This letter is intended to show the appreciation for Gloversville High School vocal professor Maggie Were Savage, and hopefully to give the Gloversville Enlarged School District's Board of Education a reason to more closely evaluate the reasons behind the suggestion to remove her from the high school's education staff.
Savage has 20 years worth of music students who graduated with the knowledge and skills necessary to pursue a career in the music industry. I have performed off-Broadway, been the music supervisor for Sears' product launches and gallery openings for The Fashion Institute of Technology, performed in various performance spaces as a musical theater performer and singer/songwriter throughout Boston and New York City. I personally know of many others living in metropolitan areas around the U.S. who have achieved even more success post-Maggie Were Savage.
I have freely given my time on multiple occasions to teach master classes to her students at the high school. Anyone with knowledge of the art world knows that colleges pay for experienced professionals to come and give inspiration and useful critiques to the school's students. Savage has such a great relationship with her students from the past 20 years that those working in music are happy to give their time to her students as a way of showing their appreciation for Savage.

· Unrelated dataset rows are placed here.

PR #300, opened 2024-03-27
go.mod: align go version in go.mod with project's semantic version

fmuyassarov:
In the Go 1.21 release, support was introduced to enforce stricter version control within go.mod files, enabling the specification of patch versions. This commit synchronizes the Go version specified in go.mod with the semantic version used across other files (dockefile, etc) for the sake of consistency.

### DIFF
--- a/docs/Dockerfile
+++ b/docs/Dockerfile
@@ -3,8 +3,8 @@ FROM sphinxdoc/sphinx:5.3.0
 RUN apt-get update && apt-get install -y wget git
 
 # Note: Any golang version that can 'go list -m -f {{.Variable}}' is fine...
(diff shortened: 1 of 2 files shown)


marquiz (approved):
I don't have strong opinions on this. We can merge this if we want. The downside is just one more place to remember to update when bumping the (patch) version of Golang

fmuyassarov:
> I don't have strong opinions on this. We can merge this if we want. The downside is just one more place to remember to update when bumping the (patch) version of Golang
> 
> EDIT: I think what I wanted to ask is does this some benefits over some potential issues?

This is not trying to fix anything. It is just trying to follow the same version. There are some benefits but not for our use case/project.

PR #301, opened 2024-03-28
.github: fix unstable chart version and registry path.

klihub:
Add latest fixes which I managed to mis-push and thus omit from the merged version. These fix the Helm chart version to have a leading 'v', add a trailing '/helm-charts' to the registry push path and update the documentation accordingly.


marquiz (approved):
LGTM

PR #308, opened 2024-03-28
.github: fix release check for Helm Chart packaging.

klihub:
Setting an evironment variable and using that same variable to trigger conditional jobs with 'if:' does not work as expected. Use a dedicated job to decide if we are dealing with a release tag and propagate that decision to the output of the job. Then use the output to trigger either one of a dependent release or unstable job.

### DIFF
--- a/.github/workflows/package-helm.yaml
+++ b/.github/workflows/package-helm.yaml
@@ -10,7 +10,6 @@ on:
 
 env:
   CHARTS_DIR: deployment/helm/
-  IS_RELEASE: ${{ startsWith(github.ref, 'refs/tags/v') && 'true' || 'false' }}
   UNSTABLE_CHARTS: unstable-helm-charts
   REGISTRY: ghcr.io
   REGISTRY_USER: ${{ github.repository_owner }}
@@ -18,7 +17,7 @@ env:
 
 jobs:
   release:
-    if: ${{ github.env.IS_RELEASE == 'true' }}
+    if: ${{ startsWith(github.ref, 'refs/tags/v') }}
     permissions:
       contents: write
     runs-on: ubuntu-latest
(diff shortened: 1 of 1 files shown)


askervin (approved):
LGTM

marquiz (commented):
Hmm, this starts to look a bit messy.

Can't we just use the check (`${{ startsWith(...`) directly in the `if:` field of the jobs? The other one would check for `refs/tags` and the other one for `refs/heads`.  Or,  split this into two separate workflows (`release-helm-charts` and `unstable-helm-charts`) the other triggering from tags and the other from branches.

klihub:
> Hmm, this starts to look a bit messy.
> 
> Can't we just use the check (`${{ startsWith(...`) directly in the `if:` field of the jobs? The other one would check for `refs/tags` and the other one for `refs/heads`. Or, split this into two separate workflows (`release-helm-charts` and `unstable-helm-charts`) the other triggering from tags and the other from branches.

We have now the 'interim' tag for the next release cycle. It is unannotated but a tag nonetheless and it matches the current trigger. If we can change the trigger to not match the interim tag then we can try to switch back to a simpler if-tag-then-a-release logic. Although I think we can't check for that once and then propagate the result as environment variable to both alternative branches like I tried to do because IIUC the environment variable in that if-expression gets evaluated once in the beginning. But we could go with two `startsWith()` expressions. I just wish there was built-in support for `ifMatchesRegexp()` expressions in workflows...

klihub:
@marquiz Thanks. Rebased on #311, removed the non-working 'evaluate condition once, pass result through environment' attempt and replaced it with the direct evaluation of the condition where it is needed.

askervin (approved):
LGTM

PR #312, opened 2024-04-09
helm: flip podPriorityClassNodeCritical to true.

klihub:
Set `podPriorityClassNodeCritical` to true by default, adding plugins to the `system-node-critical` priority class. This should mitigate the potential risk of a plugin getting evicted under heavy system load. It should also ensure that during autoscaling enough new nodes are brought up to leave room for plugins on each new node.


fmuyassarov (approved):
LGTM

marquiz (approved):
LGTM

PR #315, opened 2024-04-16
.github: fetch tags for image build.

klihub:
If we build images from a shallow clone, `git describe` isn't able to determine a descriptive version derived from the latest tag. Therefore fetch full history with all tags for image builds.


marquiz (approved):
LGTM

I am happy to work with the board and with Savage to continue bringing more professionals in for master classes, but I am afraid the knowledge is only useful to students who have considered careers in music. That begins in high school, as their professor prepares them for auditions to get into college. Maggie has been there. She has been through the process herself of singing for professors at The College of St. Rose. To my knowledge, there is no other professor in the district who has this experience.
In conclusion, Maggie is the link between Gloversville students and the professionals in the music industry she taught during her years instructing students. Gloversville risks falling behind in the production of great musical talents without her the high school.